Some Things Must Go Both Ways

The opening of the Rafah crossing from Gaza to Egypt remains a sometime thing.

A deal to open the border crossing has been held up…by Egyptian concerns that Israel hadn’t given assurances it would pause airstrikes and by Israeli insistence that trucks entering via Egypt be thoroughly searched, Egyptian officials said.

Egyptian Foreign Minister Sameh Shoukry, in particular:

Unfortunately, Israel has not yet allowed humanitarian aid to enter Gaza[.]

Israel has a big enough problem from its practice of telling Gazans where and when (if on short notice) Israel will strike. The idea is to let Gaza’s civilians in the target zone leave before the strike goes in. Those warnings, though, also let the terrorists alternatively trap the civilians there in order to run up the body count of innocents or, with longer term risk to Israel, let the terrorists escape among the evacuating civilians.

The other problem, though, is Egypt’s reluctance to let the trucks, allegedly carrying humanitarian-related supplies, to be searched before being allowed into Gaza. It’s very likely that the vast majority of those trucks would be carrying only humanitarian-related supplies, but some likely would be smuggling supplies for the terrorists in Gaza, also. It wouldn’t take very much of those latter to sustain the terrorists and to support their continued attacks on Israel.

Israeli reluctance is entirely justified. Israel is acting to not allow terrorist supplies to enter Gaza; the humanitarian aid is collateral to Egypt’s refusal to allow the trucks to be searched.

Common Ground and Mutual Understanding

Michael Schill, Northwestern University President, in a message to “members of the Northwestern community” regarding the terrorist Hamas attack on Israeli women, children, and babies:

This is a moment for us to pull together, to support each other, and seek common ground. That does not mean we need to agree with each other about divisive issues like the Israeli-Palestinian conflict. But we must have empathy for each other and strive to build understanding.

Common ground is precisely that shared territory of overlap that disparate positions and whole belief systems have.
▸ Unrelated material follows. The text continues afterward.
Issue #306, opened 2013-12-10
More unit tests!


iangilman:
We have a good start on the unit tests, but surely we could use some more coverage. I suppose the first step is to identify what areas need it. Feel free to add suggestions to this thread, and of course to tackle them!

iangilman:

How can there be any shared territory, any overlap, between those who butcher innocents as their goal and method in pushing their position and those who support…civilization?

How can there be any empathy for those who inflict such evil with deliberation and careful planning?

It’s easy enough to understand such evil and those who seek to inflict it—the evil is plain before us. But such understanding neither requires, nor supports, empathy, nor is there common ground with such. If evil cannot be eradicated, those who do evil certainly can be destroyed, and they must.

Schill’s moral equivocation (his words are so far afield that I almost did not use “moral”) is illustrative of the utter failure of the management teams of our higher “education” edifices.